**Activity:** Output only the lines from the start of the entries through the line holding "jamescheney: It's a". Each line must match the original exactly.

Stored records
PR #232, opened 2017-07-18
Add explicit error handling for routes.

jgbm:
Adds an error hander per route, called should the route throw an `EvaluationError` or `Wrong` exception, and updates the existing route adding functions to use a default error handler, providing an informative error message.

### DIFF
--- a/prelude.links
+++ b/prelude.links
@@ -1203,8 +1203,13 @@ sig addRoute : (String, (String) ~> Page) ~> ()
 fun addRoute(path, f) { addLocatedRouteHandler(path, fun(p, _){f(p)}) }
 
 sig defaultErrorPage : (String, String, Location) ~> Page
-fun defaultErrorPage(path, error_string, location) {
-  bodyP(<html><body><h1>Wrong</h1></body></html>)
+fun defaultErrorPage(_, error_string, _) {
+  bodyP(<html>
+        <body>
+        <h1>Wrong</h1>
+        <p>Links has encountered an internal error; the error message is <em>{stringToXml(error_string)}</em></p>
+        </body>
+        </html>)
 }
 
 sig addLocatedRouteHandler : (String, (String, Location) ~> Page) ~> ()
--- a/prelude.links
+++ b/prelude.links
@@ -1197,13 +1197,21 @@ fun assertEq (actual, expected) server {
 #### APP SERVER ####
 
 sig addSimpleRouteHandler : (String, (String) ~> Page) ~> ()
-fun addSimpleRouteHandler(path,f) { unsafeAddRoute(path, fun(p, _){f(p)}) }
+fun addSimpleRouteHandler(path,f) { addRoute(path,f) }
 
 sig addRoute : (String, (String) ~> Page) ~> ()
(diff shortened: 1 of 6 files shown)


prelude.links
```diff
@@ -1197,13 +1197,21 @@ fun assertEq (actual, expected) server {
...
+
+sig defaultErrorPage : (String, String, Location) ~> Page
+fun defaultErrorPage(path, error_string, location) {
+  bodyP(<html><body><h1>Wrong</h1></body></html>)
+}
 
 sig addLocatedRouteHandler : (String, (String, Location) ~> Page) ~> ()
-fun addLocatedRouteHandler(path,f) { unsafeAddRoute(path, fun(p, l){f(p, l)}) }
+fun addLocatedRouteHandler(path,f) { addLocatedRouteWithErrors(path, fun(p, l){f(p, l)}, defaultErrorPage) }
+
```
jamescheney: It's a little unfortunate that the only way to add a non-default (located) error handler is to use the located route handler interface...

prelude.links
```diff
@@ -1197,13 +1197,21 @@ fun assertEq (actual, expected) server {
...
+sig addLocatedRouteWithErrors : (String, (String, Location) ~> Page, (String, String, Location) ~> Page) ~> ()
```
jamescheney: Out of curiosity, is the Location passed into the normal result handler ever different from the one passed to the error handler?

prelude.links
```diff
@@ -1197,13 +1197,21 @@ fun assertEq (actual, expected) server {
...
 
 sig addSimpleRouteHandler : (String, (String) ~> Page) ~> ()
-fun addSimpleRouteHandler(path,f) { unsafeAddRoute(path, fun(p, _){f(p)}) }
+fun addSimpleRouteHandler(path,f) { addRoute(path,f) }
 
 sig addRoute : (String, (String) ~> Page) ~> ()
-fun addRoute(path, f) { unsafeAddRoute(path, fun(p, _){f(p)}) }
+fun addRoute(path, f) { addLocatedRouteHandler(path, fun(p, _){f(p)}) }
+
+sig defaultErrorPage : (String, String, Location) ~> Page
```
jamescheney: What about this slightly more useful (if less efficient) definition:

```
fun defaultErrorPage(_,error_string,_) {
  page
    <html>
    <body>
    <h1>Links internal error</h1>
    <em>{stringToXml(error_string)}</em>
    </body>
    </html>
}
```

jgbm: It turns out you can't use `page` sugar in the Prelude... but otherwise that seems fine (if somewhat less in the _spirit_ of Links, I would have thought....)

prelude.links
jgbm: It occurred to me when writing this that the number of ways to add routes was proliferating rapidly, and we might want to avoid a quadratic number of addXRouteWithY functions.  But I didn't have a good alternative approach in mind.

prelude.links
jgbm: Not that I can think of.

prelude.links
jamescheney: Fair enough, I don't have a better idea either.

PR #237, opened 2017-08-24
Disable dependency build caching on Travis

fehrenbach:


fehrenbach:
This doesn't solve the postgresql problem, but we might want to merge this anyway.

Currently Travis caches the ~/.opam directory. As a result builds are faster, but they may also rely on libraries that are not explicitly mentioned as dependencies, because they happen to be installed already. Also, versions are a bit unpredictable.

PR #238, opened 2017-08-28
dynload databases & Ocaml std libs

Yuren-Zhong:


jamescheney:
Thanks!

The Travis CI test appears to be failing because

```
cmnd=./links --config=tests/database/config --database=/home/harvey/dynlinx/pg_db/pg_database.cmxs tests/database/factorials.links
```
contains an absolute path to the pg_database shared library, which should be changed to a relative path (or to an absolute path that is valid in the VM created by Travis).  This seems like it may be easy to fix.

Makefile.config
```diff
@@ -0,0 +1,10 @@
+# Prefix for installation - default is /usr/local
+LINKS_PREFIX=/home/harvey/linx
```
jamescheney: This file should be removed - we only incldye the sample config file.

dhil:
Your branch appears to be out of date as this PR appears to rollback previous PRs. Please synchronise with the master branch.

dynload.ml
```diff
@@ -0,0 +1,56 @@
+
+(* dynamically load plugins.*)
+
+module StrM = Map.Make(String)
+module StrS = Set.Make(String) 
+module StrMM = MoreLabels.Map.Make(String)
+module StrMS  = MoreLabels.Set.Make(String)
+
+
```
jamescheney: Add a comment explaining that this is to reference all OCaml standard libraries so that they get included, hence we may need to modify this if the standard library changes.  (The OCaml -linkall flag might do this automagically instead, we should check.)

evalir.ml
```diff
@@ -423,11 +423,11 @@ struct
       unblock out2;
       apply_cont cont env (`Record [])
     (* end of session stuff *)
-    | `PrimitiveFunction ("unsafeAddRoute", _), [pathv; handler; error_handler] ->
```
jamescheney: This looks like it undoes a change that was made to Links since you created your branch, we should be careful not to undo such changes.

basicsettings.ml
```diff
@@ -153,10 +149,3 @@ let print_colors = Settings.add_bool ("print_colors", false, `User)
 
 (* Base URL for websocket connections *)
 let websocket_url = Settings.add_string("websocket_url", "/ws/", `User)
-
```
jamescheney: This looks like it undoes work done since you created your branch.

basicsettings.ml
```diff
@@ -24,36 +24,32 @@ let concurrent_server = Settings.add_bool ("concurrent_server", true, `System)
 (** Set this to [true] to print types when printing results. *)
 let printing_types = Settings.add_bool ("printing_types", true, `User)
 
-(* Looks for a given file, either in the current directory or in the Links opam path *)
```
jamescheney: I'm not sure of the reason for this change, is it undoing reorganization that was done concurrently with your branch?

json.ml
```diff
@@ -80,7 +80,6 @@ let rec jsonize_value' : Value.t -> json_string =
         ", \"environment\":" ^ s in
     "{\"func\":\"" ^ Js.var_name_var f ^ "\"," ^
     " \"location\":\"" ^ location ^ "\"" ^ env_string ^ "}"
-  | `ClientDomRef i -> "{\"_domRefKey\":" ^ (string_of_int i) ^ "}"
```
jamescheney: This looks like it undoes a recently merged fix.

PR #240, opened 2017-08-28
Dynamic loading database and Ocaml std lib

Yuren-Zhong:


lib.ml
```diff
@@ -1580,7 +1570,7 @@ let env : (string * (located_primitive * Types.datatype * pure)) list = [
      IMPURE);
     "unsafeAddRoute",
     (`PFun (fun _ -> assert false),
-     datatype "(String, (String, Location) ~> a, (String, String, Location) ~> a) ~> ()",
```
jamescheney: This looks like another regression (#232).

run-tests
```diff
@@ -74,7 +74,7 @@ run_database_testsuite () {
           t=${line[1]}
           expect_broken=1
         fi
-        cmnd="./links --config=$1/config $1/$t.links"
+        cmnd="./links --config=$1/config --database=/plugins/pg_db/pg_database.cmxs $1/$t.links"
```
jamescheney: This doesn't look right - it seems to me like it will look for the absolute path /plugins/pg_db/pg_database.cmxs rather than relative to the current path.  removing the initial "/" may fix that.

links.ml
```diff
@@ -532,6 +538,14 @@ let whole_program_caching_main () =
   in
    Webif.serve_request envs prelude filename
 
+let construct_plugin_name x = 
+  "/home/harvey/links/plugins/ocamllib/ocaml_" ^ x ^ ".cmxs"
```
jamescheney: Here is another absolute path dependency that needs to be removed.  Maybe use LIB_DIR as the starting point?

plugins/lite3_db/Makefile
```diff
@@ -0,0 +1,24 @@
+
+PATH := $(PATH):/home/harvey/links/deriving
```
jamescheney: Absolute path dependency, maybe this should be ../../deriving or something?

plugins/lite3_db/Makefile
```diff
@@ -0,0 +1,24 @@
...
+ifneq ($(SQLITE3_LIBDIR),)
+   DB_AUXLIBS += $(SQLITE3_LIBDIR)
+   DB_CLIBS   += sqlite3
+   DB_LIBS    += sqlite3
+endif
+
+OCAMLLDFLAGS = -shared
+
+LIBS    = $(DB_LIBS) 
+INCDIRS = $(DB_AUXLIBS) $(EXTRA_INCDIRS) /home/harvey/dynlinx/links
```
jamescheney: Another absolute path, there are lots in these Makefiles.  We may need to think of a better way to set this up so that the appropriate Links interfaces are available when compiling the plugins.

Yuren-Zhong: Maybe I should use LINK_PREFIX in the Makefile.config?

Yuren-Zhong: Since the plugins are compiled independently, it needs to know where to find necessary .cmx files.

dhil: The `LINKS_PREFIX` variable is only available during the compilation of Links. Rather, I think we would want a variable called something like `LINKS_LD_LIBRARY_PATH` (analogous to `OCAML_LD_LIBRARY_PATH`) which would follow the typical `PATH` conventions, i.e. list of directory names separated by colons.

plugins/lite3_db/Makefile
dhil: I think it should be `PATH := $(PATH):deriving`, the deriving preprocessor is in a direct subdirectory called "deriving" relative to the Makefile.

dhil:
I wonder what happens if one were to dynamically load a module whose name clashes with one used by the Links compiler, e.g. the `Utility` module? 

I suppose it might work fine for plain modules, but for functorised modules it may not.

jamescheney:
@dhil I think dynamically loaded code is never visible to already-loaded code.  So loading another module with the same name as an already-loaded one is not a problem, it is only visible to the already-loaded code.  (Just think what would have to happen to the already-loaded executable code in memory for anything else to happen.)  Instead, for the dynamically loaded code to affect the existing code, it is necessary for the loaded code to execute something that has visible side effects, such as adding data/function pointers to a reference or list ref (which is what happens here, in *_database.ml and other places).

jamescheney:
@Yuren-Zhong Thanks for making this branch / pull request and being responsive to comments/change requests.  I believe today or tomorrow is your last day here and we are probably not in a position to merge it into the main system yet, but having it as a branch that is close to being integrated with the master branch is helpful.  

In any case this is really cool!  I hope you had an enjoyable visit and I hope it will be OK if we can ask you a few questions later.

Yuren-Zhong:
@jamescheney I'm glad that it can be useful. It's been great staying here and I'm very happy to answer questions about what I did.

dhil:
Why don't we merge this into a new branch, say `dynamic-loading`, on this repository for now?

jamescheney:
Sounds good to me - I'll give it a try.

jamescheney:
OK, I tried changing the target branch to a new branch "dynamic-loading" from the UI, and strange things happened - lots of recent commits from "master" appeared and I'm not sure that's what we want, so maybe it would be better to merge this PR into that branch from the command line, or by creating a new PR.

jamescheney:
I want to try one mroe thing to see if I can make the tests run, then I'm giving up and merging.

jamescheney:
Hmm, OK, it builds again but can't find the pg_database shared lib, probably because it's not being built.  Probably means we need to build it in travis.yml. Which probably means it's time to merge this in as a branch and fix it, not keep making piecemeal commits through the web UI.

**Task response:**
PR #232, opened 2017-07-18
Add explicit error handling for routes.

jgbm:
Adds an error hander per route, called should the route throw an `EvaluationError` or `Wrong` exception, and updates the existing route adding functions to use a default error handler, providing an informative error message.

### DIFF
--- a/prelude.links
+++ b/prelude.links
@@ -1203,8 +1203,13 @@ sig addRoute : (String, (String) ~> Page) ~> ()
 fun addRoute(path, f) { addLocatedRouteHandler(path, fun(p, _){f(p)}) }
 
 sig defaultErrorPage : (String, String, Location) ~> Page
-fun defaultErrorPage(path, error_string, location) {
-  bodyP(<html><body><h1>Wrong</h1></body></html>)
+fun defaultErrorPage(_, error_string, _) {
+  bodyP(<html>
+        <body>
+        <h1>Wrong</h1>
+        <p>Links has encountered an internal error; the error message is <em>{stringToXml(error_string)}</em></p>
+        </body>
+        </html>)
 }
 
 sig addLocatedRouteHandler : (String, (String, Location) ~> Page) ~> ()
--- a/prelude.links
+++ b/prelude.links
@@ -1197,13 +1197,21 @@ fun assertEq (actual, expected) server {
 #### APP SERVER ####
 
 sig addSimpleRouteHandler : (String, (String) ~> Page) ~> ()
-fun addSimpleRouteHandler(path,f) { unsafeAddRoute(path, fun(p, _){f(p)}) }
+fun addSimpleRouteHandler(path,f) { addRoute(path,f) }
 
 sig addRoute : (String, (String) ~> Page) ~> ()
(diff shortened: 1 of 6 files shown)


prelude.links
```diff
@@ -1197,13 +1197,21 @@ fun assertEq (actual, expected) server {
...
+
+sig defaultErrorPage : (String, String, Location) ~> Page
+fun defaultErrorPage(path, error_string, location) {
+  bodyP(<html><body><h1>Wrong</h1></body></html>)
+}
 
 sig addLocatedRouteHandler : (String, (String, Location) ~> Page) ~> ()
-fun addLocatedRouteHandler(path,f) { unsafeAddRoute(path, fun(p, l){f(p, l)}) }
+fun addLocatedRouteHandler(path,f) { addLocatedRouteWithErrors(path, fun(p, l){f(p, l)}, defaultErrorPage) }
+
```
jamescheney: It's a little unfortunate that the only way to add a non-default (located) error handler is to use the located route handler interface...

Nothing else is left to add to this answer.